* [What is needed] Whenever a line below mentions the word "shown", that line should be copied.

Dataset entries
━━━━━━

PR #17, opened 2021-09-24
Add AES-CCM support to the engine

samuel-lee-msft:
+ Mostly copying GCM, but with some differences for the different way it
  is invoked by callers
+ Also update GCM to use EVP constants rather than locally defined
  versions to improve clarity a bit


samuel-lee-msft:
@SpencerNofzinger sorry if this conflicts with your updates for code quality - I had wanted to get this done before you got to the cipher code but didn't quite make it!

samuel-lee-msft:
Hmm, on trying this against OpenSSL speed it turns out that I need to rejig the code to support all existing callers - I'll close this PR for now and come back to it after vacation.

PR #20, opened 2021-11-15
Remove RSA PKCS1 side-channel

samuel-lee-msft:


SymCryptEngine/src/sc_ossl_rsa.c
```diff
@@ -227,13 +225,21 @@ SCOSSL_RETURNLENGTH sc_ossl_rsa_priv_dec(int flen, _In_reads_bytes_(flen) const
...
-        }
-        break;
+
+        // Constant-time error processing to avoid Bleichenbacher attack
+
+        // Set ret based on SymError and cbResult
+        // cbResult > INT_MAX               => err > 0
+        err = (UINT64)cbResult >> 31;
+        // SymError != SYMCRYPT_NO_ERROR    => err > 0
+        err |= (UINT32)(SymError ^ SYMCRYPT_NO_ERROR);
```
mlindgren, line 235: >err |= (UINT32)(SymError ^ SYMCRYPT_NO_ERROR); [](http://example.com/codeflow?start=8&length=46)

Since `SYMCRYPT_NO_ERROR == 0`, isn't this line the same as `err |= (UINT32) SymError`? Am I misunderstanding something, or is it written this way in case `SYMCRYPT_NO_ERROR` is redefined to be non-zero?

mlindgren (approved):
:shipit:

SymCryptEngine/src/sc_ossl_rsa.c
samuel-lee-msft: Right - the compiler can recognize `SYMCRYPT_NO_ERROR` is 0 if it is, but as a caller of SymCrypt we shouldn't assume `SYMCRYPT_NO_ERROR` is 0

PR #23, opened 2021-11-23
Add DH support

samuel-lee-msft:
+ Rename similar ECC functions to have _ecc in the name
+ Remove needless long-lived buffer in SC_OSSL_ECC_KEY_CONTEXT
+ Avoid redundant checks using BN_num_bytes preceding BN_bn2binpad calls
+ Add ECDH and DH tests to SslPlay


SymCryptEngine/src/sc_ossl_ecc.c
```diff
@@ -515,13 +512,7 @@ SCOSSL_STATUS sc_ossl_import_keypair(_In_ const EC_KEY* eckey, _In_ const EC_GRO
         goto cleanup;
     }
 
-    if( (ec_privkey != NULL) && (BN_num_bytes(ec_privkey) > cbPrivateKey) )
```
mlindgren, line 518: >(BN_num_bytes(ec_privkey) > cbPrivateKey) [](http://example.com/codeflow?start=32&length=41)

I'm guessing this can never happen because the curve size defines the key size? Is there any way the OpenSSL structure could have the wrong size?

SymCryptEngine/src/sc_ossl_dh.c
```diff
@@ -16,68 +21,575 @@ typedef int (*PFN_DH_meth_bn_mod_exp)(const DH* dh, BIGNUM* r,
...
+    {
+    case SC_OSSL_DH_GET_CONTEXT_ERROR:
+        SC_OSSL_LOG_ERROR("sc_ossl_get_dh_context_ex failed.");
         return 0;
+    case SC_OSSL_DH_GET_CONTEXT_FALLBACK:
+        ossl_dh_meth = DH_OpenSSL();
+        PFN_DH_meth_generate_key pfn_dh_meth_generate_key = DH_meth_get_generate_key(ossl_dh_meth);
+        if (pfn_dh_meth_generate_key == NULL)
+        {
+            return 0;
```
mlindgren, line 447: >return 0; [](http://example.com/codeflow?start=12&length=9)

Can we create some symbolic error codes for DH errors too?

mlindgren, line 447: >return 0; [](http://example.com/codeflow?start=12&length=9)

Maybe we should have `#define SC_OSSL_DH_ERROR (0)` and `#define SC_OSSL_DH_SUCCESS (1)`  (or just use generic error/success macros, if we have them) so that we don't have to return integer constants.

SslPlay/SslPlay.cpp
```diff
@@ -106,6 +148,136 @@ void TestEcc()
...
+    DH_get0_key(key2, &pubkey2, NULL);
+    if( pubkey1 == NULL || pubkey2 == NULL )
+    {
+        printOpenSSLError("DH_get0_key failed\n");
+        goto end;
+    }
+
+    printf("Command DH_compute_key_padded\n");
+    if( DH_compute_key_padded(sharedSecretBytes1, pubkey2, key1) != DH_size(key1) ||
+        DH_compute_key_padded(sharedSecretBytes2, pubkey1, key2) != DH_size(key2) )
```
mlindgren, line 223: Should we also have tests to compare our result to the upstream OpenSSL implementation? I know that's something we've discussed adding to the SymCrypt unittests, but it might also be good to have in this layer to ensure there is no mistranslation or other such issues.

SslPlay/SslPlay.cpp
```diff
@@ -89,15 +89,57 @@ void TestEcdsa(EC_KEY* key)
...
+    if( ECDH_compute_key(sharedSecretBytes1, SC_OSSL_ECDH_SHARED_SECRET_LEN, publicKey2, key1, NULL) <= 0 )
+    {
+        printOpenSSLError("ECDH_compute_key failed\n");
+        goto end;
+    }
+    
+    printf("Command ECDH_compute_key #2\n");
+    if( ECDH_compute_key(sharedSecretBytes2, SC_OSSL_ECDH_SHARED_SECRET_LEN, publicKey1, key2, NULL) <= 0 )
+    {
+        printOpenSSLError("ECDH_compute_key failed\n");
```
mlindgren, line 112: I didn't realize this before, but the tests in this file just print an error and continue if something fails. That makes it very easy to miss a failure, and harder to detect failures with automated tooling. Not blocking for this PR, but I would prefer to have the tests either exit with an error code or just crash on failure.

mlindgren (approved):
:shipit:

SymCryptEngine/src/sc_ossl_ecc.c
samuel-lee-msft: Actually we are moving to relying on the return value from `BN_bn2binpad` below. In the old code we weren't checking the return from `BN_bn2binpad` which could fail because `BN_num_bytes(ec_privkey) > cbPrivateKey` or for some other reason.

SymCryptEngine/src/sc_ossl_dh.c
samuel-lee-msft: Hmm, that is a fair comment - OpenSSL code is littered with these integer constant return values, we made a step in the right direction by marking up the return value as SCOSSL_STATUS (which means 1 is success, failure (normally 0) otherwise).

We should probably introduce an enum something like SYMCRYPT_ERROR which gives names to these return values and apply them across the board. I can draft this is another PR along with sc_ossl -> scossl renaming.

SslPlay/SslPlay.cpp
samuel-lee-msft: Yeah, I agree with this - would be good to have the test crash on failure. I created an issue: [https://github.com/microsoft/SymCrypt-OpenSSL/issues/27](https://github.com/microsoft/SymCrypt-OpenSSL/issues/27)

SymCryptEngine/src/sc_ossl_dh.c
samuel-lee-msft: Created another issue for this: [https://github.com/microsoft/SymCrypt-OpenSSL/issues/29](https://github.com/microsoft/SymCrypt-OpenSSL/issues/29)

PR #25, opened 2021-11-29
Use SymCryptDlkeySetPrivateKeyLength in DH

samuel-lee-msft:


SymCryptEngine/src/sc_ossl_dh.c
```diff
@@ -63,6 +63,7 @@ SCOSSL_STATUS scossl_dh_generate_keypair(
     SIZE_T cbPrivateKey = 0;
     PBYTE  pbPublicKey = NULL;
     SIZE_T cbPublicKey = 0;
+    UINT32 nBitsPriv;
```
mlindgren, line 66: >UINT32 nBitsPriv; [](http://example.com/codeflow?start=4&length=17)

Nit: initialize? Same below

mlindgren (approved):
:shipit:

PR #26, opened 2021-12-07
Address various issues found in Code Review

samuel-lee-msft:
+ Enable compiler warnings for C source files
+ Fix various compiler warnings (unsigned/signed comparison, unused
  variables, etc.)
+ Remove redundant information from SCOSSL data structures
+ Remove redundant includes
+ Initialize long-lived static variables once at Engine load time,
  rather than on demand to avoid race conditions when algorithms are
  called concurrently without needing to introduce locking.
+ Check various returns for OpenSSL functions (e.g. BN_bin2bn et. al)
  and gracefully error rather than potentially failing in unexpected
  ways in low memory conditions
+ Fix memory leaks in new FFC DH implementation
+ Ensure all externally visible symbols have a scossl or sc_ossl prefix
  (should settle on a single prefix in a followup PR)
+ Fallback to OpenSSL for ECDSA signatures with a specific kinv or r
+ Use stderr rather than stdout for error messages in debug build
+ Correctly set verify_init function in PKEY rsa method!
+ Only log error messages on signature verification error, rather than
  expected signature verification failure
+ Remove a lot of useless work in RSA key setup
+ Error in RSA key import/generation if the requested public exponent is
  larger than 2^64-1

### DIFF
--- a/SymCryptEngine/src/sc_ossl_ciphers.c
+++ b/SymCryptEngine/src/sc_ossl_ciphers.c
@@ -3,8 +3,6 @@
 //
 
 #include "sc_ossl_ciphers.h"
-#include "sc_ossl_helpers.h"
-#include <symcrypt.h>
 
 #ifdef __cplusplus
 extern "C" {
@@ -16,17 +14,14 @@ typedef int SC_OSSL_ENCRYPTION_MODE;
 #define SC_OSSL_ENCRYPTION_MODE_NOCHANGE (-1)
 
 struct cipher_cbc_ctx {
-    INT32 enc;                     /* COP_ENCRYPT or COP_DECRYPT */
     SYMCRYPT_AES_EXPANDED_KEY key;
 };
 
 struct cipher_ecb_ctx {
-    INT32 enc;                     /* COP_ENCRYPT or COP_DECRYPT */
     SYMCRYPT_AES_EXPANDED_KEY key;
 };
 
 struct cipher_xts_ctx {
-    INT32 enc;                     /* COP_ENCRYPT or COP_DECRYPT */
     BYTE iv[SYMCRYPT_AES_BLOCK_SIZE];
     SYMCRYPT_XTS_AES_EXPANDED_KEY key;
 };
@@ -36,7 +31,6 @@ struct cipher_xts_ctx {
 #define SCOSSL_GCM_MAX_TAG_LENGTH (16)
 
 struct cipher_gcm_ctx {
-    INT32 enc;                     /* COP_ENCRYPT or COP_DECRYPT */
     INT32 operationInProgress;
     BYTE iv[SCOSSL_GCM_IV_LENGTH];
     INT32 ivlen;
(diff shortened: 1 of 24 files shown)


SymCryptEngine/src/sc_ossl_rsapss.c
```diff
@@ -54,9 +51,7 @@ SCOSSL_STATUS sc_ossl_rsapss_sign(_Inout_ EVP_PKEY_CTX *ctx, _Out_writes_opt_(*s
     size_t cbResult = 0;
     SYMCRYPT_ERROR SymError = SYMCRYPT_NO_ERROR;
     int ret = -1;
-    // We should have this localKeyCtx kept in some extension to EVP_PKEY_CTX
-    // Currently not sure how to achieve this with 1.1.1 APIs (EVP_PKEY_get_ex_data is introduced in OpenSSL 3.0)
-    SC_OSSL_RSA_KEY_CONTEXT localKeyCtx;
+    SC_OSSL_RSA_KEY_CONTEXT *keyCtx = NULL;
     PCSYMCRYPT_HASH sc_ossl_mac_algo = NULL;
```
mlindgren, line 55: >sc_ossl_mac_algo [](http://example.com/codeflow?start=20&length=16)

Nit: we mostly use camel case for local variables, but this one is an exception.

SymCryptEngine/src/sc_ossl_rsa.c
```diff
@@ -49,7 +47,7 @@ SCOSSL_RETURNLENGTH sc_ossl_rsa_pub_enc(int flen, _In_reads_bytes_(flen) const u
     int ret = -1;
     const RSA_METHOD *ossl_rsa_meth = NULL;
     PFN_RSA_meth_pub_enc pfn_rsa_meth_pub_enc = NULL;
-    SC_OSSL_RSA_KEY_CONTEXT *keyCtx = RSA_get_ex_data(rsa, rsa_sc_ossl_idx);
+    SC_OSSL_RSA_KEY_CONTEXT *keyCtx = RSA_get_ex_data(rsa, scossl_rsa_idx);
```
mlindgren, line 50: >scossl_rsa_idx [](http://example.com/codeflow?start=59&length=14)

I noticed that in some places you changed sc_ossl to scossl, but in others you didn't. I guess you only changed things that you were going to rename anyway? If so, that's fine.

Maybe we should run `find . -type f -print0 | xargs -0 sed -i 's/sc_ossl/scossl/g` and do a follow up PR? (I love editing code with sed. What could go wrong? 😀)

mlindgren:
> // creates that structure if it doesn't already exist.

Nit: these comments are now slightly inaccurate

---
Refers to: SymCryptEngine/src/sc_ossl_pkey_meths.c:87 in 8f260e8. [](commit_id = 8f260e87c183bdf7365a7a750084c25af0f61cf3, deletion_comment = False)

SymCryptEngine/src/sc_ossl_rsapss.c
samuel-lee-msft: Fixed in latest

mlindgren:
>         // return 1;

Does this code currently work without this functionality? Seems like we should either be returning an error if this path doesn't work, or if it does and the above isn't actually necessary, just remove it.

---
Refers to: SymCryptEngine/src/sc_ossl_hkdf.c:300 in 8f260e8. [](commit_id = 8f260e87c183bdf7365a7a750084c25af0f61cf3, deletion_comment = False)

SymCryptEngine/src/sc_ossl_ciphers.c
```diff
@@ -126,14 +120,13 @@ static SCOSSL_STATUS sc_ossl_aes_cbc_ctrl(_In_ EVP_CIPHER_CTX *ctx, int type, in
...
-    if( _hidden_aes_128_cbc == NULL
-        && ((_hidden_aes_128_cbc = EVP_CIPHER_meth_new(NID_aes_128_cbc, SYMCRYPT_AES_BLOCK_SIZE , AES_128_KEY_SIZE)) == NULL
-            || !EVP_CIPHER_meth_set_iv_length(_hidden_aes_128_cbc,16)
-            || !EVP_CIPHER_meth_set_flags(_hidden_aes_128_cbc, AES_CBC_FLAGS)
-            || !EVP_CIPHER_meth_set_init(_hidden_aes_128_cbc, sc_ossl_aes_cbc_init_key)
-            || !EVP_CIPHER_meth_set_do_cipher(_hidden_aes_128_cbc, sc_ossl_aes_cbc_cipher)
-            || !EVP_CIPHER_meth_set_ctrl(_hidden_aes_128_cbc, sc_ossl_aes_cbc_ctrl)
-            || !EVP_CIPHER_meth_set_impl_ctx_size(_hidden_aes_128_cbc, sizeof(struct cipher_cbc_ctx))) )
+    if( (_hidden_aes_128_cbc = EVP_CIPHER_meth_new(NID_aes_128_cbc, SYMCRYPT_AES_BLOCK_SIZE , AES_128_KEY_SIZE)) == NULL
+        || !EVP_CIPHER_meth_set_iv_length(_hidden_aes_128_cbc,16)
```
mlindgren, line 124: Nit: Can we have a macro for the IV length as well?

SymCryptEngine/src/sc_ossl_ciphers.c
```diff
@@ -525,26 +527,16 @@ int sc_ossl_ciphers(ENGINE *e, const EVP_CIPHER **cipher,
...
-    SYMCRYPT_ERROR SymError = SYMCRYPT_NO_ERROR;
-    PBYTE ctx_iv = EVP_CIPHER_CTX_iv_noconst(ctx);
-    if( enc != SC_OSSL_ENCRYPTION_MODE_NOCHANGE )
-    {
-        cipherCtx->enc = enc;
-    }
-    if( iv )
-    {
-        memcpy(ctx_iv, iv, EVP_CIPHER_CTX_iv_length(ctx));
-    }
```
mlindgren, line 543: We're not doing anything with the iv or encryption mode now?

mlindgren (approved):
:shipit:

samuel-lee-msft:
>         // return 1;

I'm completing HKDF in a follow up PR - it's currently a draft as it relies on SymCrypt API changes. We will move to something not too distant from the commented out code.

---
In reply to: [989306961](https://github.com/microsoft/SymCrypt-OpenSSL/pull/26#issuecomment-989306961) [](http://example.com/codeflow?ancestors=989306961,989306961)

---
Refers to: SymCryptEngine/src/sc_ossl_hkdf.c:300 in 968ea7e. [](commit_id = 968ea7e1df95ac75ea8c7e986ffe860bb78a8b19, deletion_comment = False)

SymCryptEngine/src/sc_ossl_ciphers.c
samuel-lee-msft: Moved to just use SYMCRYPT_AES_BLOCK_SIZE here (for CBC the IV is just another block at the start).

SymCryptEngine/src/sc_ossl_ciphers.c
samuel-lee-msft: For CBC we're relying on OpenSSL to track the IV and encryption mode, rather than duplicating the logic in SCOSSL. For ECB I can actually remove a bit more IV stuff, as there is no IV in ECB.

For GCM / CCM we're handling the IV ourselves (we specify EVP_CIPH_CUSTOM_IV), but we rely on OpenSSL to track the encryption mode.

PR #35, opened 2022-01-07
Log SCOSSL errors to OpenSSL's ERR infrastructure

samuel-lee-msft:
+ This is in addition to logging to stderr or a log file specified by
  the caller
+ For now do not specify all the functions which can generate errors and
  error reasons up front, but instead log all SCOSSL errors as being for
  an unknown function and with a generic reason of "Error".
  + Log additional information with the errors indicating the function
    and error reason using the existing data that SCOSSL provides to
    error logging functions

### DIFF
--- a/SymCryptEngine/src/scossl_helpers.c
+++ b/SymCryptEngine/src/scossl_helpers.c
@@ -19,17 +19,78 @@ extern "C" {
 static int _traceLogLevel = SCOSSL_LOG_LEVEL_INFO;
 static char *_traceLogFilename = NULL;
 
-#define SCOSSL_ERR_UNKNOWN_FUNC_CODE        (1)
-#define SCOSSL_ERR_UNKNOWN_REASON_CODE      (1)
-
 static int _scossl_err_library_code = 0;
 
-static ERR_STRING_DATA SCOSSL_ERR_strings[] = {
-    {0,                                             "SCOSSL"},  // library name
-    {ERR_PACK(0, SCOSSL_ERR_UNKNOWN_FUNC_CODE, 0),  ""},        // unknown function name
-    {ERR_PACK(0, 0, SCOSSL_ERR_UNKNOWN_REASON_CODE),"Error"},   // unknown reason name
+static ERR_STRING_DATA SCOSSL_ERR_library_string[] = {
+    {0, "SCOSSL"},  // library name
     {0, NULL}
 };
+
+static ERR_STRING_DATA SCOSSL_ERR_function_strings[] = {
+    {ERR_PACK(0, SCOSSL_ERR_F_AES_CCM_CIPHER, 0), "scossl_aes_ccm_cipher"},
+    {ERR_PACK(0, SCOSSL_ERR_F_AES_CCM_CTRL, 0), "scossl_aes_ccm_ctrl"},
+    {ERR_PACK(0, SCOSSL_ERR_F_AES_CCM_TLS, 0), "scossl_aes_ccm_tls"},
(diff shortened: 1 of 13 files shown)


mlindgren:
>     FILE *fp = stderr;

Did we decide against logging to syslog?

---
Refers to: SymCryptEngine/src/scossl_helpers.c:131 in aeb7337. [](commit_id = aeb7337a15bc61967c3b3dbd9fa0bb70bb2fa462, deletion_comment = False)

SymCryptEngine/src/scossl_helpers.c
```diff
@@ -105,15 +192,28 @@ void _scossl_log(
...
+    // Add error string indicating the error details as error data
+    ERR_add_error_data(1, paraBuf);
+
+    // Log details to stderr or a log file
+    ERR_error_string_n(ERR_PACK(_scossl_err_library_code, func_code, reason_code), errStringBuf, sizeof(errStringBuf));
+
     fp = _open_trace_log_filename();
-    fprintf(fp, "[%s] %s: %s\n", trace_level_prefix, func, paraBuf);
+    fprintf(fp, "[%s] %s:%s at %s, line %d\n", trace_level_prefix, errStringBuf, paraBuf, file, line);
     _close_trace_log_filename(fp);
```
mlindgren, line 206: >_close_trace_log_filename [](http://example.com/codeflow?start=4&length=25)

Do we want to open and close this again every time, or should we have a static file that we only open once and close on shutdown? Not sure what the perf impact of re-opening the handle every time is.

SymCryptEngine/src/scossl_helpers.c
```diff
@@ -166,81 +269,84 @@ void _scossl_log_bignum(
...
+    const char *file,
+    int line,
     char *description,
     SYMCRYPT_ERROR scError)
 {
     switch( scError  )
     {
         case SYMCRYPT_NO_ERROR:
-            _scossl_log(trace_level, func, "%s - SYMCRYPT_NO_ERROR (0x%x)", description, scError);
+            _scossl_log(trace_level, func_code, reason_code, file, line, "%s - SYMCRYPT_NO_ERROR (0x%x)", description, scError);
```
mlindgren, line 289: >_scossl_log [](http://example.com/codeflow?start=12&length=11)

Seems like the log call is ultimately always the same. You could just use the switch statement to pick an error string and then only have one log call which takes the error string as a parameter.

mlindgren (approved):
:shipit:

samuel-lee-msft:
>     FILE *fp = stderr;

We rely on callers to log OpenSSL errors to the appropriate logging infrastructure for the platform. We could go as far as removing the stderr / logging file, but I think it's helpful for developer debugging. Something to consider going forward.

---
In reply to: [1016094574](https://github.com/microsoft/SymCrypt-OpenSSL/pull/35#issuecomment-1016094574) [](http://example.com/codeflow?ancestors=1016094574,1016094574)

---
Refers to: SymCryptEngine/src/scossl_helpers.c:131 in aeb7337. [](commit_id = aeb7337a15bc61967c3b3dbd9fa0bb70bb2fa462, deletion_comment = False)

SymCryptEngine/src/scossl_helpers.c
samuel-lee-msft: Hmm, probably we want to only open once and close on shutdown, and probably this should be thread safe to avoid attempting multiple concurrent fprintfs. Will update.

samuel-lee-msft: Done in latest

SymCryptEngine/src/scossl_helpers.c
samuel-lee-msft: Good point - refactored in latest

━━━━━━

* [Answer to this exercise]
(diff shortened: 1 of 24 files shown)
(diff shortened: 1 of 13 files shown)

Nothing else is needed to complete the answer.